Someone’s banging on the door. It shakes, scattering the splinters of light that push through cracks in the wood.  

Who is it? shouts the voice in my head. But my mouth, as always, is as still as the musty air in the room I call home. I glare at the door, twice my height, and will it to stop. I fist my palms and hold my breath. Any louder and Bupe, my brother, will wake up. But it ignores me—wretched door, and quivers again, Nko. Nko. Nko!

I tiptoe closer, as quiet as the colonies of roaches rummaging through our green storage bins—mealie meal, sugar and rice—the last two of which we haven’t eaten in months.

It’s me! yells Linda from the other side of the door, her voice bouncing off the uneven walls. To this, the voice in my head growls, a blazing ball of sound trapped between my gut and lips. I don’t want Bupe to stop snoring. If he does, he’ll whimper, then explode into a ceaseless wail until Bamayo returns to shove her breast into his mouth, and slap me with her free hand. My punishment for disrupting her work in Mr Phiri’s red BMW. Our one-roomed house, built into a fence, with leftover chunks of cement that were once building blocks for a real house, is just within her earshot. Shh, I say to my sleeping brother with my index pressed on my mouth. He stirs but dreams on.
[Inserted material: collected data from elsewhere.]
PR #1800, opened 2026-05-13
Rework Vector Set deletion and eviction

kevin-montrose:
Rework Vector Set deletion and eviction to use `GarnetRecordTriggers`.

This matches how Range Indexes work, removes the `BADSTATE` possibility, gets a `GUID` comparison out of the hot path, and lays some groundwork for lots of Vector Sets.

Concretely:
 - Switches Vector Set deletion detection to `GarnetRecordTriggers.OnDispose`, getting rid of all the cancelled Tsavorite op stuff
 - _Blocks_ on marking a context needs cleanup, removing all the partial deletion tracking logic
 - Removes the `GUID` stuff for detecting index recreation, instead using the `OnEvict` and `OnDiskRead` callbacks in the same manner as Ranged Indexes
 - Fixes `RecordType` handling during copy updates, fixing expiration

TODO:
 - [x] I'm not convince this approach cleanups up element data if we crash before marking - need to validate that
 - [x] Tests for expiration
 - [x] Update vector-sets.md with final delete design


libs/server/Storage/Functions/GarnetRecordTriggers.cs
```diff
@@ -59,12 +66,19 @@ public GarnetRecordTriggers(CacheSizeTracker cacheSizeTracker, RangeIndexManager
...
         {
-            // Free BfTree and delete data files on key deletion.
-            if (!logRecord.Info.ValueIsObject
-                && reason == DisposeReason.Deleted
-                && logRecord.RecordDataHeader.RecordType == RangeIndexManager.RangeIndexRecordType)
+            if (!logRecord.Info.ValueIsObject)
             {
-                rangeIndexManager?.DisposeTreeUnderLock(logRecord.Key, logRecord.ValueSpan, deleteFiles: true);
+                // Free BfTree and delete data files on key deletion.
+                if (reason == DisposeReason.Deleted && logRecord.RecordDataHeader.RecordType == RangeIndexManager.RangeIndexRecordType)
```
badrishc: nit: add expired here as well to be consistent with vector.

badrishc (approved):

badrishc (approved):

PR #21, opened 2018-03-09
Generalised Algebraic Data Types

zardyh:
I decided to see if I could do this in under an hour. I took 73 minutes.
Calling that a success.

This adds a new form of constructor, the "generalised" constructor:

    | Foo : t

`t` must "end" in an application of the type being declared, i.e.

- forall vs. t where t is kosher
- a -> t where t is kosher
- an application of the type being declared

Pattern matching on a GADT constructor introduces local equalities /when
checking/. This lets us guarantee principal types, I think. The details
are fuzzy.

Matching on a GeneralisedCon that binds constraints 'cs' will wrap the
body's generated constraints in an implication:

    type term 'a =
      | Lit : 'a ~ int => int -> term 'a
      | Unit : 'a ~ unit => term 'a
      | Fun : forall 'c 'b. 'a ~ 'c -> 'b => ('c -> 'b) -> term 'a
      | App : forall 'c 'b. 'a ~ 'b => term ('c -> 'b) * term 'c -> term 'a
    ;;

    let eval (x : term 'a) : 'a =
      match x with
      | Lit l -> l

This is ok because the constraints end up looking like `a ~ int => a ~ int`
which is trivial. type variables mentioned in the left-hand-side of an
implication constraint (the "before") are not kept in the resulting
substitution.


zardyh:
@SquidDev Can you make GADT constructors be checked in fresh scopes? Having to use an explicit forall is a bit annoying.

zardyh:
Er, resolved.

examples/gadt.ml
```diff
@@ -1,7 +1,7 @@
 type term 'a =
   | Lit : int -> term int
-  | Fun : forall 'a 'b. ('a -> 'b) -> term ('a -> 'b)
-  | App : forall 'a 'b. term ('a -> 'b) * term 'a -> term 'b
+  | Fun : ('a -> 'b) -> term ('a -> 'b)
+  | App : term ('a -> 'b) * term 'a -> term 'b
```
zardyh: Lovely, thanks @SquidDev!

zardyh:
This is not so WIP anymore. @SquidDev are we OK to merge?

PR #22, opened 2018-03-10
Feature: Floating point numbers

zardyh:
Clearly less important than GADTs.


src/Backend/Compile.hs
```diff
@@ -305,20 +306,21 @@ compileMatch ex ps = EC $ \xs next -> (genIf next, xs)
...
-                 , ("^", "..")
-                 , ("<", "<")
-                 , (">", ">")
-                 , (">=", ">=")
-                 , ("<=", "<=")
-                 , ("==", "==")
-                 , ("<>", "~=")
-                 , ("||", "or")
-                 , ("&&", "and") ]
+ops = Map.fromList
```
SquidDev: Boooo, hiss :p

zardyh: You are wrong.

PR #23, opened 2018-03-11
Refactor Core bindings

zardyh:
Why did we do this again? Oh, right, join points.


src/Backend/Compile.hs
```diff
@@ -168,7 +168,7 @@ compileTerm (Extend tbl exs) = do
 
         compileRow (f, _, e) es = (:es) . LuaAssign [LuaIndex (LuaRef new) (LuaString f)] . pure <$> compileAtom e
 
-compileTerm (Let [(x, _, e)] body)
+compileTerm (Let (One (x, _, e)) body)
   | usedWhen x == 1 && not (isMultiMatch e) && not (occursInTerm x e) = do
```
SquidDev: We should be able to remove the `not (occursInTerm x e)` check now.

PR #24, opened 2018-03-13
Add backtick support to the lexer/parser

SquidDev:
Pretty simple. Currently acts as a left-associative operator which binds more tightly than anything else. We can change later if it would make more sense.


zardyh:
Sorry for the delay, but LGTM.

PR #25, opened 2018-03-14
Add as-patterns

zardyh:
I, too, like easy things once in a while.


SquidDev:
```ml
match x with
| Just _ as y -> y
| y -> fmap f y
```
gets lowered into:
```ml
match x with
| y -> match y with
       | Just _ -> y
| y -> fmap f y
```
which is just `x`, which really isn't what we want (OK, in this case it actually is, but in the more general case it isn't).

I'm not sure of a way to do this without modifying core. I suspect to do this correctly we'll have to start using non-nested patterns, which probably requires join points to do efficiently.

zardyh:
Oh joy.

SquidDev:
Soon™

PR #31, opened 2018-03-17
Add implicit tuples in matches

zardyh:
Now, it's admissible to use a non-empty, comma-separated list of
expressions as both the scrutinee and pattern in a Match:

    match x, ..., y with
    | p, ..., p' -> ...

is equivalent to

    match (x, ..., y) with
    | (p, ..., p') -> ...


zardyh:
Oh, you.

I peel the door open, as one would a scab from a sore, gently, panono-panono, yet still it groans.

Do you want to play? asks Linda, tapping her feet, peering behind me. She knows the answer.

I can’t. I shake my head. I have to take care of my brother.

She smirks, spins, and shrieks, “Nichi chibulu!” As if being mute, makes me deaf too. The other children, waiting for her report a few meters away, snigger.

I’ll come later, the voice in my head lies, even though we both know that by the time Bamayo comes back, the other children will have retreated into their homes.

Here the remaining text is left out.